"""

PR #55, opened 2018-10-03
Fix multi-mode-mapping in FLRig

mdblack98:


N0NB:

PR #56, opened 2018-10-28
ft817: adding delay before next retry after returning from tx to rx

phaethon:
My previous commit added checking of actual status change after coming from tx to rx and retrying in case the status had not changed. Apparently, it is much more useful if there is a delay between retries as my rig (MCHF) takes some time (<.1s) to actually change the state. For original FT817 this should work the same as before as delay is only after first attempt.


N0NB:
Applied and pushed.  Thanks, Eriks.

PR #60, opened 2018-11-07
WIP: Add lo_freq setting to allow use with transverters

C-Elegans:
This PR allows software using rigctld with radio that has a transverter connected to display the true tx frequency of the radio instead of the IF frequency. 

To use, invoke rigctld with -C lo_freq=xxxx, where xxxx is the lo_frequency of the transverter in Hz.


N0NB:
That is an outstanding idea!  Thanks!

PR #61, opened 2018-11-11
Change barrett P command to T command to avoid EPROM burnout

mdblack98:


N0NB:

PR #62, opened 2018-11-20
Change variable length argument handling in affected functions

airween:
dummy/netrigctl.c uses sprintf() without check of argument length. This patch replaces the fixed length character buffers by dynamically allocated.


N0NB:
Applied and pushed.  Thanks, Ervin.

PR #68, opened 2018-12-19
Complete IC-R6 functions

malcolmh:
All CI-V commands listed in the current manual have been implemented, with the exception of DTCS squelch setting due to RIG_FUNC being full.


N0NB:
Applied and pushed.  Thanks, Malcom.

73, Nate

-- 

PR #71, opened 2018-12-21
Add IC-R30

malcolmh:
Second attempt!


N0NB:
Looks good!

73, Nate

-- 

PR #74, opened 2018-12-24
Icr6 feature complete - move to Beta

malcolmh:
Utilized the new 64-bit function space to create two new functions needed for this device.


N0NB:

73, Nate

--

"""

▸ **Instructions for the task**
Repeat exactly, and only, the lines from the one containing "Utilized the new" through the last line above.

▸ **Reply**
Utilized the new 64-bit function space to create two new functions needed for this device.


N0NB:

73, Nate

--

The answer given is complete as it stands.